我与铃兰站在了门口,等待着许姑姑进去通报。
不一会儿,许姑姑便打开门帘,让我与铃兰进屋去。
我低头进了屋,迎面便感觉到有一位身着明黄衣袍的魁梧男人,坐在堂屋的正中。我便在屋内稍远处停了下来,慎重地跪下,磕了头。
与此同时,铃兰也在我身旁跪倒,按照我们之前商量好的说词,她朝那人祷告道,
“民女瓜尔佳.依莲,拜见主子爷,给主子爷请安了。”
铃兰毕竟年纪还小,胆儿也小。这句话越说到后来,她的声音越小。后面该她说的,恭请主子爷与各位贵人万福金安之类的话,她好象临时慌乱,也没能背诵出来。我当然不会怪她,她毕竟也才十二岁未到的年纪。
屋内静了片刻。只听到一道威严而冷淡的声音响起,
“起来吧。”
铃兰与我便一起站了起来。我低着头,与铃兰相携着退到了旁边站住。
我从眼角余光中瞥到,福晋此时正坐在中堂之下右手侧面一排的第一个大椅那里,诺如郡主依靠在她的怀里进餐。坐在福晋的对面的人,好象是弘旺贝勒爷。他被站在我身侧铃兰的身影遮挡了。我在跪下之前,彷佛听见了这位贝勒爷的声音,正在向堂屋正中的人禀告着什么。我们进来,似乎打断了他们的对话。我的心中更加感到不安。
福晋放下了手中的碗,朝我与铃兰招手笑道,
“站那么远做什么?快些过来呀。”
铃兰似乎看了看我,我垂着头,没做声。福晋好象继续拿起了碗,喂郡主进食。
中堂正中,那位明黄袍子的主人,用有些生疏的口吻冷淡地说,
“一路北上,舟车劳顿,辛苦瓜尔佳府上的两位了。”
铃兰立即应声答道,“不敢称劳顿,多谢主子爷的垂爱。”
我听了她的话,感到一阵安慰。铃兰铃兰,聪明伶俐,应对坦然。姐姐今日,可真要谢谢你了。我在心中默默想到。
那人喝了一口茶,又问了一句,“平日里可曾念了什么书?”(小乐语:向《红楼梦》致敬。)

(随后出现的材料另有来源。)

PR #407, opened 2023-05-05
Moves HTML anchor into header and creates valid HTML

matsduf:
## Purpose

HTML files are created from markdown files. The current markdown code puts the anchor in a paragraph before the headline the link should link to. The solution does not create valid HTML. This PR resolves the issue.

## Changes

All FAQ files in `docs/FAQ/gui-faq-*.md`, but no change of content.

## How to test this PR

Links in table of contents should go to the right question.

### DIFF
--- a/src/app/components/faq/faq.component.css
+++ b/src/app/components/faq/faq.component.css
@@ -1,4 +1,3 @@
-:host ::ng-deep a[name^=q] {
-  position: relative;
-  top: -90px;
+.faq {
+  overflow-anchor: none;
 }
--- a/src/app/components/faq/faq.component.css
+++ b/src/app/components/faq/faq.component.css
@@ -1,4 +1,4 @@
-:host ::ng-deep span[id^=q] {
+.faq span[id^=q] {
   position: relative;
   top: -90px;
 }
--- a/src/app/components/faq/faq.component.css
+++ b/src/app/components/faq/faq.component.css
@@ -1,3 +1,8 @@
+:host ::ng-deep span[id^=q] {
+  position: relative;
+  top: -90px;
+}
+
 .faq {
   overflow-anchor: none;
 }
--- a/src/app/components/faq/faq.component.ts
+++ b/src/app/components/faq/faq.component.ts
@@ -1,4 +1,4 @@
-import { Component, OnInit, AfterViewChecked, OnDestroy, Inject, LOCALE_ID } from '@angular/core';
+Aimport { Component, OnInit, AfterViewChecked, OnDestroy, Inject, LOCALE_ID } from '@angular/core';
 import {ActivatedRoute} from '@angular/router';
 import { HttpClient } from '@angular/common/http';
 import { Subscription } from 'rxjs';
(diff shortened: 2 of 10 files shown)


marc-vanderwal (dismissed):
Looks good to me.

blacksponge:
Please update the translation guide https://github.com/zonemaster/zonemaster-gui/blob/master/docs/TranslationGuide.md#gui-faq-langmd

And the style of the FAQ https://github.com/zonemaster/zonemaster-gui/blob/master/src/app/components/faq/faq.component.css#L1

blacksponge:
`faq.component.css` needs to be updated as well, specifically the `ngAfterViewChecked` method,

```js
  ngAfterViewChecked(): void {
    if (!this.fragment) {
      return
    }

    const faqEntry = document.getElementById(this.fragment);
    if (faqEntry !== null) {
      faqEntry.scrollIntoView();
      this.fragment = '';
    }
  }
```

While testing I noticed a strange behaviour when clicking on a link for the first time on Firefox, the browser does not  scroll down all the way to the FAQ entry but stops with a warning in the console saying `Scroll anchoring was disabled in a scroll container because of too many consecutive adjustments`. This seems to be related to (scroll anchoring)[https://developer.mozilla.org/en-US/docs/Web/CSS/overflow-anchor/Guide_to_scroll_anchoring].  Adding the following into the component style fixes the issue.
```css
.faq {
  overflow-anchor: none;
}
```

matsduf:
@blacksponge  and @rhedman, as far as I understand, the old content of src/app/components/faq/faq.component.css is not needed anymore.

blacksponge:
> as far as I understand, the old content of src/app/components/faq/faq.component.css is not needed anymore.

It is, the selector should be updated to `span[id^=q] ` instead of `a[name^=q] `.
This rule is to offset the scroll to avoid having the entry title hidden by the navigation menu at the top.

src/app/components/faq/faq.component.ts
```diff
@@ -1,4 +1,4 @@
-import { Component, OnInit, AfterViewChecked, OnDestroy, Inject, LOCALE_ID } from '@angular/core';
+Aimport { Component, OnInit, AfterViewChecked, OnDestroy, Inject, LOCALE_ID } from '@angular/core';
```
blacksponge, line 1: Extra `A`.

matsduf:
> > as far as I understand, the old content of src/app/components/faq/faq.component.css is not needed anymore.
> 
> It is, the selector should be updated to `span[id^=q] ` instead of `a[name^=q] `. This rule is to offset the scroll to avoid having the entry title hidden by the navigation menu at the top.

I will put it back, updated.

src/app/components/faq/faq.component.ts
matsduf: Fixed in conflict resolution.

rhedman:
@blacksponge @matsduf 
Could we create a setting in the config that completely turns off all styles? Something like: `globalStyles: false`. I'm implementing a new design and it's a hassle to always have to write CSS-selectors that overrides the default CSS.

matsduf:
@blacksponge and @rhedman, please rereview.

rhedman (changes requested):
Change this selector: :host ::ng-deep span[id^=q]
Into this .faq span[id^=q]

src/app/components/faq/faq.component.css
```diff
@@ -1,3 +1,8 @@
+:host ::ng-deep span[id^=q] {
```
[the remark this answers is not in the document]
matsduf: I have updated the CSS file.

rhedman (approved):

blacksponge (approved):

pnax:
### v2023.1 release testing

Clicking on the links in the FAQ scroll to the right section. The section title is properly displayed at the top of the viewport, just below the header.

PR #408, opened 2023-05-08
Make room for optional footer logo

matsduf:
## Purpose

If GUI is customized and the main logotype is replaced then there can be a need for a logotype in the footer. This PR makes room for that.

~~Since #403 also updates the footer, this PR is built on top of #403. Commit e914c53 belongs ot #403, not this PR.~~

The optional logo is selected in `app.config.json`. By default there is no such logo.

## How to test this PR

Verify that the footer works without the optional footer. With the footer additional updates of CSS have to be done, which is outside the scope of this PR.


src/app/components/footer/footer.component.html
```diff
@@ -1,36 +1,47 @@
...
       </div>
+
     </div>
 
-    <div class="row">
-      <div class="col-md-12">
-        <p class="copyright text-muted small" i18n>Copyright © AFNIC and The Swedish Internet Foundation. All Rights Reserved</p>
-      </div>
+    <div class="col-md-12" *ngIf="footerLogo !== ''">
+      <img src="{{footerLogo}}">
```
blacksponge, line 33: There is no alt text for the image. Either provide one from the configuration (should probably be language specific with a default language) or assume it is only cosmetic (probably not) and put an empty alt.

Also I don't see any constraint on size, on any screen width. What is the recommended size for the logo?

blacksponge:
I have merged #403 so you can rebase on it.

src/app/components/footer/footer.component.html
```diff
@@ -1,36 +1,47 @@
...
         </div>
       </div>
+
     </div>
 
-    <div class="row">
-      <div class="col-md-12">
-        <p class="copyright text-muted small" i18n>Copyright © AFNIC and The Swedish Internet Foundation. All Rights Reserved</p>
-      </div>
+    <div class="col-md-12" *ngIf="footerLogo !== ''">
```
blacksponge, line 32: Is it the wanted behaviour to have the logo below the footer? Can you provide a example how this is used?

I don't mind  having a optional logo in the footer I just want to understand how it integrates with the current UI if someone else wants to use it.

matsduf: We will use CSS to place and size the logotype in a good locatioin. We will replace the Zonemaster logo in the top with a Internetstiftelse logo in the top and put an Afnic logo in the footer.

src/app/components/footer/footer.component.html
```diff
@@ -1,36 +1,47 @@
 <footer class="pb-0 pt-2 bg-light">
   <div class="container">
-    <div class="row justify-content-between">
-      <div class="col-md-4">
-          <span placement="top" [ngbTooltip]="tipContent" i18n tabindex="0">Program versions</span>
-      </div>
-      <div class="col-md-5 pull-right">
-        <div class="row">
-          <div class="col-md-6">
+    <div class="col-md-12">
```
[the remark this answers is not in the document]
rhedman: > Why is this a (bootstrap) column (of the size of the container)?

To make sure it takes up the entire width and thereby ends up on top of each other

src/app/components/footer/footer.component.html
matsduf: Alt parameter added. I do not think translation is required. I guess what makes most sense is to have the same string as in the logotype, and that is not translated.

src/app/components/footer/footer.component.html
blacksponge: > We will use CSS to place and size the logotype in a good locatioin.

In this case it may be good to have some default CSS rules to prevent oversize and resize the logo if needed on smaller screen included in the pull request so that someone that want to use the feature does not have to hack the GUI to make it work. What do you think?

Example when I used the (clearly oversized) Zonemaster logo:
Screenshot 2023-05-09 at 17-02-16 Zonemaster

rhedman: > > We will use CSS to place and size the logotype in a good locatioin.
> 
> In this case it may be good to have some default CSS rules to prevent oversize and resize the logo if needed on smaller screen included in the pull request so that someone that want to use the feature does not have to hack the GUI to make it work. What do you think?
> 
> Example when I used the (clearly oversized) Zonemaster logo: Screenshot 2023-05-09 at 17-02-16 Zonemaster

Yeah, that's probably a good idea. Let's add a class e.g `footer-logotype` to the image and som default styles like

```
.footer-logotype {
    width: 100%;
    max-width: 150px;
    height: auto;
}
```

src/app/components/footer/footer.component.html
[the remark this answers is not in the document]
blacksponge: Okay, if it is equivalent maybe it would be easier to understand if it was a class "row". As I understand it, it would be the same visually, if not I am fine with it how it is.

src/app/components/footer/footer.component.html
```diff
@@ -30,7 +30,7 @@
     </div>
 
     <div class="col-md-12" *ngIf="footerLogo !== ''">
-      <img src="{{footerLogo}}">
+      <img src="{{footerLogo}} alt="{{footerLogoAlt}}">
```
blacksponge, line 33: Missing closing double quote after `{{footerLogo}}`

src/app/components/footer/footer.component.html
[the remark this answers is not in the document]
rhedman: > Okay, if it is equivalent maybe it would be easier to understand if it was a class "row". As I understand it, it would be the same visually, if not I am fine with it how it is.

Yeah it would be visually the same, but for clarity wrapping them in `row` would be more consistent with how the rest of the code is structured so I think we can go head and wrap them.

src/app/components/footer/footer.component.html
blacksponge: Thanks.

I was wondering, I don't see the contact address in your screenshot, do you hide it in CSS? If that is the case, maybe we should make it so that if it is empty in the configuration it is not rendered in the template.

src/app/components/footer/footer.component.html
matsduf: Fixed!

src/app/components/footer/footer.component.html
matsduf: I have set class to the footer logotype.

src/app/components/footer/footer.component.html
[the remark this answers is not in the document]
matsduf: > > Why is this a (bootstrap) column (of the size of the container)?
> 
> To make sure it takes up the entire width and thereby ends up on separate "rows". We could of course also wrap them in actual row-containers. But it's not a necessity. @matsduf We should change the classes to `col-12`. The `md` part is redundant.

Updated.

src/app/components/footer/footer.component.css
```diff
@@ -35,3 +35,10 @@ footer nav ul {
 footer nav li {
   list-style: none;
 }
+
+.footer-logotype {
```
blacksponge, line 39: Can you add a small margin bottom, so the logo is separated from the bottom of the screen?
e.g. `margin-bottom: 0.5rem;`

matsduf:
@blacksponge and @rhedman, please rereview.

pnax:
### v2023.1 release testing

Works as expected:
* by default, the footer does not display any other image
* used the `"footerLogo"` configuration to define the path to an image that is properly displayed another image
* used the `"footerLogoAlt"` item to define an alt text that is handled by the browser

铃兰看了看我,这一句,她有些犹豫。这恐怕得我自己来作答了。
我躬身答道,“回禀主子爷,民女仅是些许认得几个字,能识得自己的名字,不敢当得念书二字。”
福晋在此时,忽然开心地笑了起来,
“有趣有趣,这段话,怎么跟戏文里,说得是一模一样啊,真是笑人。”
明黄袍子的主人,似乎也来了兴趣,语带笑意地问她,
“什么戏文?怎么偏生福晋读的书多?真正是学富五车,叫本王好生羡慕。”
福晋似乎并不理他,又朝我笑着说到,“莲儿莫怪,我可不是在笑话你啊。我只是偶然间,想起了从前读过的一本书。那本书,虽是闲书,可是古往今来一本难得的好书。”
她再次朝我招手,我就不好再当作没看见她的样子。于是我便抬步朝福晋走去,铃兰跟在了我的身后。
突然之间,我感觉到堂屋正中那位“雍亲王”,停住了饮茶的姿势,他似乎一动不动地盯上了我。我能感到那种紧迫威严的视线,让我浑身不禁打了一个激灵。在那一刻,我心跳如狂,几乎想夺路而逃。我不敢呼吸,也忘记了移动自己的脚步。
只听到那位“雍亲王”猛然间抬高了声调,疾声喝道,
“你又是叫什么名字?”
我的双腿,随着此人突然的大喝软了一下,几乎支撑不住我自己。